◆ **Task to complete**: Could you set down exactly the lines in the records below between the line holding "- **Resolve-on-send is" and the line holding "Stage-4 (send-path) scope.", inclusive?

◆ **Records supplied**:
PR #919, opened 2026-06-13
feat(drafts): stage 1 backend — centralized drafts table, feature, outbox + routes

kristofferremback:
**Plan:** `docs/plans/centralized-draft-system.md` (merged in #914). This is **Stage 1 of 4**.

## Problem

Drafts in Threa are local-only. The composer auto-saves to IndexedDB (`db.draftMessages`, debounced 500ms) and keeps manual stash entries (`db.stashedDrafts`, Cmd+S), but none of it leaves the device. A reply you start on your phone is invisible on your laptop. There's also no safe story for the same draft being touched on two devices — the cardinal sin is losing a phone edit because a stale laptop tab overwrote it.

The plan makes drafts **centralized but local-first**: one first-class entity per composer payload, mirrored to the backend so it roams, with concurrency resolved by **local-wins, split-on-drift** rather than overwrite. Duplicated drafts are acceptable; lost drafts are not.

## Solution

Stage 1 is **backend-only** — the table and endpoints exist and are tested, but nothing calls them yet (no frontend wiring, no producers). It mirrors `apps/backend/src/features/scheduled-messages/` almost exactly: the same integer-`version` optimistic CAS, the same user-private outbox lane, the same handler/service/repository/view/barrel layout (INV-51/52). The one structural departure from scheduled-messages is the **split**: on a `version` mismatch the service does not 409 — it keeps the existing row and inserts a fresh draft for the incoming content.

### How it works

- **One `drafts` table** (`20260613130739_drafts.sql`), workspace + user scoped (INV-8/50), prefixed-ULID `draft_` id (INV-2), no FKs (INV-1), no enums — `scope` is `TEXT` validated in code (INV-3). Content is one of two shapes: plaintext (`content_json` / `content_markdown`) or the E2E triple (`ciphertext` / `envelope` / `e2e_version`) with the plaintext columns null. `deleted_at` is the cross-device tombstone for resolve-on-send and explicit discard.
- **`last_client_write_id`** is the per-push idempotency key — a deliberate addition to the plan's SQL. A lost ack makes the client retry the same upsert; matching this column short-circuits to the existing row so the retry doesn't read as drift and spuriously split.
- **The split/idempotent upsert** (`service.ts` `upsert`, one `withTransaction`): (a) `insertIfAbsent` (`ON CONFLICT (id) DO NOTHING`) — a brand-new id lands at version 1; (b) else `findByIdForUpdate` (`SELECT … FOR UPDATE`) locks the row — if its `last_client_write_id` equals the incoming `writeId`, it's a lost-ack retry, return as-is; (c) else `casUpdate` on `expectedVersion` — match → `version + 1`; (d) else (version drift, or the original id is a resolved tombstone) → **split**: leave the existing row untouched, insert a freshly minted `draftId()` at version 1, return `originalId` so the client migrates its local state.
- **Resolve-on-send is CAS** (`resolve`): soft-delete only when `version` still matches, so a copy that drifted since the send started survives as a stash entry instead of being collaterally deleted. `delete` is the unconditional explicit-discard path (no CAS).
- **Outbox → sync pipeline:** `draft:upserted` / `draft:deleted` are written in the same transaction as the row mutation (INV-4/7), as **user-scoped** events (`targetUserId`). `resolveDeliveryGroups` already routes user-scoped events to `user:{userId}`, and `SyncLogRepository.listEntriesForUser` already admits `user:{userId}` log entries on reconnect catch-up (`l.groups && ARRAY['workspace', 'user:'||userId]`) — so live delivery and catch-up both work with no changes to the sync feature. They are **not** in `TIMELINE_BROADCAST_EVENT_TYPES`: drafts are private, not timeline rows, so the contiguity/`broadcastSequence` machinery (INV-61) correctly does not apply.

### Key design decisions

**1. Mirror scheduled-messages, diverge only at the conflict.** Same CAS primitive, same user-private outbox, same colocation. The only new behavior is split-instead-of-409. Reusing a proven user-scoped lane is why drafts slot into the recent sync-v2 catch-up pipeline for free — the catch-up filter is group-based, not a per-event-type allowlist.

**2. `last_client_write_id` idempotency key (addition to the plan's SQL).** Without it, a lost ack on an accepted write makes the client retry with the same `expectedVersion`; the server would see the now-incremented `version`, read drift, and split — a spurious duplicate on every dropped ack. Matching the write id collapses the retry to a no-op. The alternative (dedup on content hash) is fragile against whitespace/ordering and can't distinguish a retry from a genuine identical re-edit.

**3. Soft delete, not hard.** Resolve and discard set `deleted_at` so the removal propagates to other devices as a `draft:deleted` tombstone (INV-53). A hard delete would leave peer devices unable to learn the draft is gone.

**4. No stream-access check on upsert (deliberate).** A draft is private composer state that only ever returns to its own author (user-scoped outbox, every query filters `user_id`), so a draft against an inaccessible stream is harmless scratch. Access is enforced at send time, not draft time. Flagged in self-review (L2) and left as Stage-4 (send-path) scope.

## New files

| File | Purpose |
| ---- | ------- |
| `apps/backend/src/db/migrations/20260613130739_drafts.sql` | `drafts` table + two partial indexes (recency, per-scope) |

◆ **Result of this exercise**:
- **Resolve-on-send is CAS** (`resolve`): soft-delete only when `version` still matches, so a copy that drifted since the send started survives as a stash entry instead of being collaterally deleted. `delete` is the unconditional explicit-discard path (no CAS).
- **Outbox → sync pipeline:** `draft:upserted` / `draft:deleted` are written in the same transaction as the row mutation (INV-4/7), as **user-scoped** events (`targetUserId`). `resolveDeliveryGroups` already routes user-scoped events to `user:{userId}`, and `SyncLogRepository.listEntriesForUser` already admits `user:{userId}` log entries on reconnect catch-up (`l.groups && ARRAY['workspace', 'user:'||userId]`) — so live delivery and catch-up both work with no changes to the sync feature. They are **not** in `TIMELINE_BROADCAST_EVENT_TYPES`: drafts are private, not timeline rows, so the contiguity/`broadcastSequence` machinery (INV-61) correctly does not apply.

### Key design decisions

**1. Mirror scheduled-messages, diverge only at the conflict.** Same CAS primitive, same user-private outbox, same colocation. The only new behavior is split-instead-of-409. Reusing a proven user-scoped lane is why drafts slot into the recent sync-v2 catch-up pipeline for free — the catch-up filter is group-based, not a per-event-type allowlist.

**2. `last_client_write_id` idempotency key (addition to the plan's SQL).** Without it, a lost ack on an accepted write makes the client retry with the same `expectedVersion`; the server would see the now-incremented `version`, read drift, and split — a spurious duplicate on every dropped ack. Matching the write id collapses the retry to a no-op. The alternative (dedup on content hash) is fragile against whitespace/ordering and can't distinguish a retry from a genuine identical re-edit.

**3. Soft delete, not hard.** Resolve and discard set `deleted_at` so the removal propagates to other devices as a `draft:deleted` tombstone (INV-53). A hard delete would leave peer devices unable to learn the draft is gone.

**4. No stream-access check on upsert (deliberate).** A draft is private composer state that only ever returns to its own author (user-scoped outbox, every query filters `user_id`), so a draft against an inaccessible stream is harmless scratch. Access is enforced at send time, not draft time. Flagged in self-review (L2) and left as Stage-4 (send-path) scope.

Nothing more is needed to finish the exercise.